What you return should be the line containing "I can see than" and each line after it to the end of the records, copied exactly.

►

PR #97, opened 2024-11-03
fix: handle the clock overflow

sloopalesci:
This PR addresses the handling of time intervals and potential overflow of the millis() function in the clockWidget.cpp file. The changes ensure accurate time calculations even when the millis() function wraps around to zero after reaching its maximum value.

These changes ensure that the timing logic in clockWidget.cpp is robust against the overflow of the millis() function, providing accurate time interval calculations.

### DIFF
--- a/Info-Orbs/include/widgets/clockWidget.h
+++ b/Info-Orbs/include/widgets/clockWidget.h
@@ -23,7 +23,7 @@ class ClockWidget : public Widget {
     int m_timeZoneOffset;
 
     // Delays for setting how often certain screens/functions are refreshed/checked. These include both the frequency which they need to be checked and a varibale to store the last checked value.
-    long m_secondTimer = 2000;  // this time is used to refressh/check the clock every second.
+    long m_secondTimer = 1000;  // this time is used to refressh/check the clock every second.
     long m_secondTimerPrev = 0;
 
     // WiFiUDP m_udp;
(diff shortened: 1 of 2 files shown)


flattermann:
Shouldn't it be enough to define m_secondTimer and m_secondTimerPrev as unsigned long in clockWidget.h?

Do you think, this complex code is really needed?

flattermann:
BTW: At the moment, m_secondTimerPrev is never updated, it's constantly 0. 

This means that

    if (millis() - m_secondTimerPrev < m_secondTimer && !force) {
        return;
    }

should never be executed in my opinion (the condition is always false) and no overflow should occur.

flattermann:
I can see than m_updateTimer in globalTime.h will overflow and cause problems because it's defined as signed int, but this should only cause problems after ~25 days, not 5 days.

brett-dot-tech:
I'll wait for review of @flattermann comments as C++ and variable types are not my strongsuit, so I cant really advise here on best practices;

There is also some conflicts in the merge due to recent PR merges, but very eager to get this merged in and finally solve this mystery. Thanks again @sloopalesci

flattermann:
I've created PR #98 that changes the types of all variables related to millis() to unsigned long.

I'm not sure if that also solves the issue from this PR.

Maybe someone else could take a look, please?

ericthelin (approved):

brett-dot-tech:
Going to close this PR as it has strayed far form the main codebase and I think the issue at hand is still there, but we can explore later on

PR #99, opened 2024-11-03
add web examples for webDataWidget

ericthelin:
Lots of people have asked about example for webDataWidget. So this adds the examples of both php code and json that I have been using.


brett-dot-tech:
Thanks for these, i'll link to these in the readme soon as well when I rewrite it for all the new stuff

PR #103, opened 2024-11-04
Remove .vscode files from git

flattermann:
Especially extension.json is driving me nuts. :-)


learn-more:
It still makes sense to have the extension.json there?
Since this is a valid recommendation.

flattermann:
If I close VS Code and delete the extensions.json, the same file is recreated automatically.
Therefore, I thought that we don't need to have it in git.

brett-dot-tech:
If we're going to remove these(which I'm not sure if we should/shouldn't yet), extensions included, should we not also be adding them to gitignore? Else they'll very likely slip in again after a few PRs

◄

• **EXPECTED ANSWER**:
I can see than m_updateTimer in globalTime.h will overflow and cause problems because it's defined as signed int, but this should only cause problems after ~25 days, not 5 days.

brett-dot-tech:
I'll wait for review of @flattermann comments as C++ and variable types are not my strongsuit, so I cant really advise here on best practices;

There is also some conflicts in the merge due to recent PR merges, but very eager to get this merged in and finally solve this mystery. Thanks again @sloopalesci

flattermann:
I've created PR #98 that changes the types of all variables related to millis() to unsigned long.

I'm not sure if that also solves the issue from this PR.

Maybe someone else could take a look, please?

ericthelin (approved):

brett-dot-tech:
Going to close this PR as it has strayed far form the main codebase and I think the issue at hand is still there, but we can explore later on

PR #99, opened 2024-11-03
add web examples for webDataWidget

ericthelin:
Lots of people have asked about example for webDataWidget. So this adds the examples of both php code and json that I have been using.


brett-dot-tech:
Thanks for these, i'll link to these in the readme soon as well when I rewrite it for all the new stuff

PR #103, opened 2024-11-04
Remove .vscode files from git

flattermann:
Especially extension.json is driving me nuts. :-)


learn-more:
It still makes sense to have the extension.json there?
Since this is a valid recommendation.

flattermann:
If I close VS Code and delete the extensions.json, the same file is recreated automatically.
Therefore, I thought that we don't need to have it in git.

brett-dot-tech:
If we're going to remove these(which I'm not sure if we should/shouldn't yet), extensions included, should we not also be adding them to gitignore? Else they'll very likely slip in again after a few PRs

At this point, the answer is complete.